• DATA:
PR #902, opened 2022-01-25
Fixing the 'device_instance' being None in some partition places

Torxed:
One minor issue was that `add_partition` was defined to return `-> None`.
Another issue might be uuid comparison using small/capital letters when comparing, so unified that.
Added a bunch of debugging and placed an exception in case `add_partition` doesn't return anything at all.

### DIFF
--- a/archinstall/lib/disk/filesystem.py
+++ b/archinstall/lib/disk/filesystem.py
@@ -221,7 +221,7 @@ class Filesystem:
 		# TODO: This should never be able to happen
 		log(f"Could not find the new PARTUUID after adding the partition.", level=logging.ERROR, fg="red")
 		log(f"Previous partitions: {previous_partition_uuids}", level=logging.ERROR, fg="red")
-		log(f"New partitions: {new_uuid_set}", level=logging.ERROR, fg="red")
+		log(f"New partitions: {(previous_partition_uuids ^ {partition.uuid for partition in self.blockdevice.partitions.values()})}", level=logging.ERROR, fg="red")
 		raise DiskError(f"Could not add partition using: {parted_string}")
 
 	def set_name(self, partition: int, name: str) -> bool:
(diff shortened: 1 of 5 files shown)


archinstall/lib/disk/filesystem.py
```diff
@@ -181,31 +189,41 @@ def add_partition(self, partition_type :str, start :str, end :str, partition_for
...
+						log(f'Blockdevice: {self.blockdevice}', level=logging.ERROR, fg="red")
+						log(f'Partitions: {self.blockdevice.partitions}', level=logging.ERROR, fg="red")
+						log(f'Partition set: {new_uuid_set}', level=logging.ERROR, fg="red")
+						log(f'New UUID: {[new_uuid]}', level=logging.ERROR, fg="red")
+						log(f'get_partition(): {self.blockdevice.get_partition}', level=logging.ERROR, fg="red")
 						raise err
 				else:
 					count += 1
-					log(f"Could not get UUID for partition. Waiting for the {count} time",level=logging.DEBUG)
+					log(f"Could not get UUID for partition. Waiting for the {count} time",level=logging.WARNING, fg="yellow")
```
dylanmtaylor, line 215: Can we make the text something like 'Retry attempt 1 of 10.' instead of Waiting for the {count} time"? It's more grammatically correct since we're not doing '1st', '2nd', etc.

Torxed:
Found the possible culprit: `filesystem.partprobe` some times couldn't execute properly for different reasons.
This was passed silently allowing for `add_partition` (who calls `partprobe`) to return `None` when that happened.

Added an exception to `add_partition` so that it can't return nothing, but also added more debugging in case something like this ever happens again.

Torxed:
We also had to change and make sure `Partition()` objects are properly configured with a `BlockDevice()` so that subsequent calls to `.size` and similar attributes doesn't break.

• GOAL OF THE EXERCISE: Quote exactly the first line of the entries and every line after it, stopping with the line that contains "Another issue might".

• EXERCISE OUTPUT:
PR #902, opened 2022-01-25
Fixing the 'device_instance' being None in some partition places

Torxed:
One minor issue was that `add_partition` was defined to return `-> None`.
Another issue might be uuid comparison using small/capital letters when comparing, so unified that.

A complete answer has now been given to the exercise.